Will the Court Move the Goalposts Again?
By Susan E. Wills Special to the Herald
(From the issue of 7/28/05)
Ever since Roe v. Wade, the U.S. Supreme Court has constantly
changed the rules of the game in cases involving abortion. Doctrines and
principles of interpretation that the Supreme Court applies in every other
context are cast aside to achieve abortion-favorable results.
Retiring Justice Sandra Day O’Connor condemned the Court’s tendency to
move the goalposts:
"The Court’s abortion decisions have already worked a major distortion in
the Court’s constitutional jurisprudence. … Today’s decision … makes it
painfully clear that no legal rule or doctrine is safe from ad hoc
nullification by this Court when an occasion for its application arises in a
case involving state regulation of abortion" (dissent in Thornburgh v.
American Coll. of Obst. & Gyn., 1986).
Another obvious example is the 2000 decision Hill v. Colorado.
Normally, the Court reads the First Amendment very broadly to protect free
speech, no matter how offensive (protecting KKK marches, flag burning,
pornography). But when it involves free speech to educate or counsel someone
on public property within 100 feet of an abortion clinic, look out. You may
get jailed if you walk within eight feet of such person.
Dissenting in Roper v. Simmons (in which the Court invalidated
state statutes permitting the execution of anyone who committed a capital
offense before age18), Justice Antonin Scalia noted the differing standards
used to assess maturity/responsibility in different contexts. States are
allowed to prohibit those under 18 from drinking, voting, serving on juries
and marrying without parental consent, he said. Yet girls as young as 13
have been found sufficiently mature to reach a decision to have an abortion
without any parental involvement.
This fall the Supreme Court will hear Ayotte v. Planned Parenthood
of Northern New England, a challenge to New Hampshire’s parental notice law.
This case presents another serious deviation from standard jurisprudence —
ironically, one introduced by Justice O’Connor. For years, courts have been
striking down abortion regulations even before they go into effect on the
basis of preemptive "facial challenges." Such laws are found invalid if they
"impose an undue burden" on the "right to abortion of a significant number
of women," applying the malleable standard invented by Justice O’Connor in
Planned Parenthood v. Casey (1992).
But in every other area of law, determining constitutionality in a facial
challenge is "the most difficult challenge to mount successfully since the
challenger must establish that no set of circumstances exists under which
the Act would be valid" (United States v. Salerno, 1987). This
normally guarantees a full trial on the merits.

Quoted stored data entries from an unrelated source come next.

PR #3621, opened 2021-06-02
Tidy up Investments collection list pages

ian-leggett:
## Description of change

Since the collection lists were converted into React we need to remove and re-organise a few files. We simply need to delete/modify some of the old files, these files will typically be middleware and transformers that were originally used in the node layer. Any data transformations we still use need to be moved into the client area and exported using es6 modules syntax. 

I also noticed some transformations happening in reducers so I have moved this closer to the API so they now sit alongside the task files.

## Test instructions
All investments collection list should function as before

1. View Investments projects `/investments/projects`
2. View Investments profiles /investments/profiles`
3. View UK opportunities `investments/opportunities`
4. View opportunities details page `/investments/opportunities` then click on an opportunity

## Checklist


src/client/utils/date-utils.js
```diff
@@ -35,13 +34,13 @@ export const formatWithTime = (dateTimeStr) => {
   return moment(dateTimeStr).format('D MMM YYYY, h:mma')
 }
 
-export const isDateValid = (year, month, day, format = DATE_FORMAT_LONG) => {
+export const isDateValid = (year, month, day, format = 'YYYY-MM-DD') => {
```
tomkingston, line 37: Every function appears to use a different date format... it would be nice if all these formats were assigned to constants which then get used in the functions so it's easy to tell the difference. Moment and date-fns use different formats, but perhaps this would be an opportunity to be explicit about which one is which ie:
```
const DATE_FORMAT_LONG = 'd MMMM yyyy'
const DATE_FORMAT_LONG_MOMENT = 'DD MMM YYYY'

const DATE_FORMAT_SHORT = 'yyyy-MM'
const DATE_FORMAT_SHORT_MOMENT = 'YYYY-MM'
```

This is probably out of scope for this PR, but would be nice to pick this up at some point - possibly as part of the work to remove moment.

src/apps/investments/client/projects/transformers.js
```diff
@@ -0,0 +1,45 @@
...
+  ]
+
+  const metadata = [
+    { label: 'Investor', value: investor_company.name },
+    { label: 'Sector', value: sector ? sector.name : '' },
+    {
+      label: 'Estimated land date',
+      value:
+        estimated_land_date &&
+        format(parseISO(estimated_land_date), 'MMMM yyyy'),
```
tomkingston, line 30: It would be nicer if this just used a format function from date-utils - but I think that can wait for a future PR

src/apps/investments/client/profiles/transformers.js
```diff
@@ -0,0 +1,19 @@
...
+import { DATE_FORMAT_LONG } from '../../../../client/utils/date-utils'
+
+const transformLargeCapitalProfiles = ({ investor_company, created_on }) => ({
+  headingText: investor_company.name,
+  headingUrl: companies.investments.largeCapitalProfile(investor_company.id),
+  itemId: investor_company.id,
+  metadata: [
+    {
+      label: 'Updated on',
+      value: format(new Date(parseISO(created_on)), DATE_FORMAT_LONG),
```
tomkingston, line 14: It would be nice if this just needed a single function from date utils, but that can wait for another time.

tomkingston (approved):
Looks good - I did notice that you cannot download the investment opportunities, but I expect this is a limitation of the heroku setup.

The date-utils also look like they could do with some refactoring but probably best to do that at a later point when moment gets removed.

src/apps/investments/client/profiles/transformers.js
ian-leggett: Makes sense, just refactored this 👍

src/apps/investments/client/projects/transformers.js
ian-leggett: Makes sense, just refactored this 👍

src/client/utils/date-utils.js
ian-leggett: I have added new constants for some of the date formats and added notes that display examples of those formats. Moment is still there but I have managed to clean up a couple of places where its being called. Its now clearer than ever that we have inconsistent date formats dotted around the app.

src/apps/investments/transformers/__test__/collection.test.js
```diff
@@ -15,20 +15,63 @@ describe('Investment project transformers', () => {
...
+
+      it('should list the stage as a badge', () => {
+        expect(this.transformedItem.meta[0]).to.deep.equal({
+          label: 'Stage',
+          type: 'badge',
+          value: this.rawItem.stage,
+        })
+      })
+
+      it('should list the invstment type as a badge', () => {
```
chloehkwong1, line 38:
```suggestion
      it('should list the investment type as a badge', () => {
```

src/apps/investments/client/projects/labels.js
```diff
@@ -0,0 +1,11 @@
+const labels = {
+  investmentProjectMetaItemLabels: {
```
tomkingston, line 2: We already know that these are project labels, so this `investmentProjectMetaItemLabels` namespacing seems a bit redundant.... however I see that is in existing code, so no need to do anything unless you want to

src/apps/investments/transformers/__test__/collection.test.js
```diff
@@ -15,20 +15,63 @@ describe('Investment project transformers', () => {
...
+      })
+
+      it('should list the sector', () => {
+        expect(this.transformedItem.meta[3]).to.deep.equal({
+          label: 'Sector',
+          value: this.rawItem.sector,
+        })
       })
 
       it('should list the esimated land date as date', () => {
```
chloehkwong1, line 61:
```suggestion
      it('should list the estimated land date as date', () => {
```

chloehkwong1 (approved):

src/apps/investments/client/projects/labels.js
ian-leggett: Good spot, just removed it

src/apps/investments/client/projects/transformers.js
```diff
@@ -0,0 +1,48 @@
...
+      label: 'Estimated land date',
+      value:
+        estimated_land_date &&
+        format(estimated_land_date, DATE_FORMAT_LONG_NO_DAY),
+    },
+  ].filter((metadata) => metadata.value)
+
+  return {
+    id,
+    type: 'investments/project',
```
paulgain, line 39: I've removed `type` from the `CollectionItem`.

src/apps/investments/transformers/__test__/collection.test.js
ian-leggett: Good spot thanks 👍

src/apps/investments/transformers/__test__/collection.test.js
ian-leggett: Good spot thanks 👍

src/apps/investments/transformers/__test__/collection.test.js
```diff
@@ -15,20 +15,63 @@ describe('Investment project transformers', () => {
...
+      })
+
       it('should provide the name', () => {
-        expect(this.transformedItem.headingText).to.equal(this.rawItem.name)
+        expect(this.transformedItem.name).to.equal(this.rawItem.name)
+      })
+
+      it('should provide the type', () => {
+        expect(this.transformedItem.type).to.equal('investments/project')
+      })
```
paulgain, line 28: Same as above.

src/apps/investments/client/projects/transformers.js
ian-leggett: Nice thanks just removed it 👍

src/apps/investments/transformers/__test__/collection.test.js
ian-leggett: Updated 👍

paulgain (approved):
LGTM

PR #3654, opened 2021-06-08
Filter company list by status

tomkingston:
## Description of change

Filters the new company collection list by status (Active / Inactive). Note that this actually relates to whether or not a company is archived (which is used in the url).

## Test instructions

Go the new react companies collection list page (/companies/react). There should be the option to filter by status (active / inactive). This should update the url accordingly (adding archived[0]=true / archived[1]=false etc). A chip should appear above the list of companies showing Active / Inactive.

## Screenshots

Screenshot from 2021-06-08 12-39-54

## Checklist

### DIFF
--- a/src/apps/companies/client/filters.js
+++ b/src/apps/companies/client/filters.js
@@ -5,46 +5,44 @@ import {
 import * as labels from './labels'
 import { COMPANY_STATUS_OPTIONS } from './metadata'
 
-export const buildSelectedFilters = (queryParams, metadata) => {
-  return {
-    selectedCountries: buildOptionsFilter({
-      options: metadata.countryOptions,
-      value: queryParams.country,
-      categoryLabel: labels.COUNTRY,
-    }),
-    selectedHeadquarterTypes: buildOptionsFilter({
-      options: metadata.headquarterTypeOptions,
-      value: queryParams.headquarter_type,
-      categoryLabel: labels.HEADQUARTER_TYPE,
-    }),
-    selectedName: buildInputFieldFilter({
-      value: queryParams.name,
-      categoryLabel: labels.COMPANY_NAME,
-    }),
-    selectedSectors: buildOptionsFilter({
-      options: metadata.sectorOptions,
-      value: queryParams.sector_descends,
-      categoryLabel: labels.SECTOR,
-    }),
-    selectedUkRegions: buildOptionsFilter({
-      options: metadata.ukRegionOptions,
-      value: queryParams.uk_region,
-      categoryLabel: labels.UK_REGION,
-    }),
-    selectedCompanyStatuses: buildOptionsFilter({
-      options: COMPANY_STATUS_OPTIONS,
-      value: queryParams.archived,
-      categoryLabel: labels.COMPANY_STATUS,
-    }),
-    selectedExportToCountries: buildOptionsFilter({
-      options: metadata.countryOptions,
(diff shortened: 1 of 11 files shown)


paulgain:
**HTTP 400**
The company search endpoint (same as contacts) only accepts a boolean for `archived`, it doesn’t accept an array of booleans.

Screenshot 2021-06-08 at 13 58 37

src/apps/companies/client/tasks.js
```diff
@@ -11,15 +11,17 @@ import { transformResponseToCompanyCollection } from './transformers'
...
-function getCompanies({ limit = 10, page, ...rest }) {
-  let offset = limit * (parseInt(page, 10) - 1) || 0
+const getCompanies = ({ limit = 10, page, archived, ...rest }) => {
+  const offset = limit * (parseInt(page, 10) - 1) || 0
+  let options = { limit, offset, ...rest }
+
+  // The archived param only needs to be present when a single option is picked
+  if (archived && archived.length === 1) {
+    options.archived = archived[0] === 'true'
+  }
```
paulgain, line 21: It's not the responsibility of the task to transform the data to the API, this should be done in the transformer, here's an example:https://github.com/uktrade/data-hub-frontend/blob/master/src/apps/contacts/client/transformers.js#L14

paulgain (commented):
I've refactored contacts which improves readability and ensures separation of concerns, take a look when you have a moment. We should roll these changes out to companies as well (separate PR is fine).

src/apps/companies/client/tasks.js
```diff
@@ -11,15 +11,12 @@ import { transformResponseToCompanyCollection } from './transformers'
 
 const handleError = (error) => Promise.reject(Error(error.response.data.detail))
 
-function getCompanies({ limit = 10, page, ...rest }) {
-  let offset = limit * (parseInt(page, 10) - 1) || 0
+const getCompanies = ({ limit = 10, page, ...rest }) => {
```
paulgain, line 14: The problem with the `...rest` parameter is that it conceals all the API POST fields making it impossible to read this file.

src/apps/companies/client/filters.js
```diff
@@ -0,0 +1,50 @@
...
+      value: queryParams.export_to_countries,
+      categoryLabel: labels.CURRENTLY_EXPORTING_TO,
+    }),
+    selectedFutureCountriesOfInterest: buildOptionsFilter({
+      options: metadata.countryOptions,
+      value: queryParams.future_interest_countries,
+      categoryLabel: labels.FUTURE_COUNTRIES_OF_INTEREST,
+    }),
+  }
+}
```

Ayotte may also resolve confusion over the Doe v. Bolton
"health" exception, which allows circumventing any abortion regulation by
claiming the mother’s health necessitates taking her child’s life (even a
child who is almost completely born). In the past, a "health" exception was
understood to be required only if "continuing her pregnancy would constitute
a threat" to her health. (Justice Thomas, dissenting in Stenberg v.
Carhart.) But in Ayotte, federal judges are claiming that a
pregnant minor’s "health" can be threatened by a delay of 48 hours to notify
a parent and by a delay of seven days for a judicial bypass proceeding in
lieu of parental notice (or 14 days should an appeal be necessary).
Will the Court in Ayotte go back to the official rule book on
constitutional interpretation, or continue making up rules to fit the
outcome? It’s anyone’s guess. Stay attuned.
Wills is associate director for education, U.S. Conference of Catholic
Bishops’ Secretariat for Pro-Life Activities.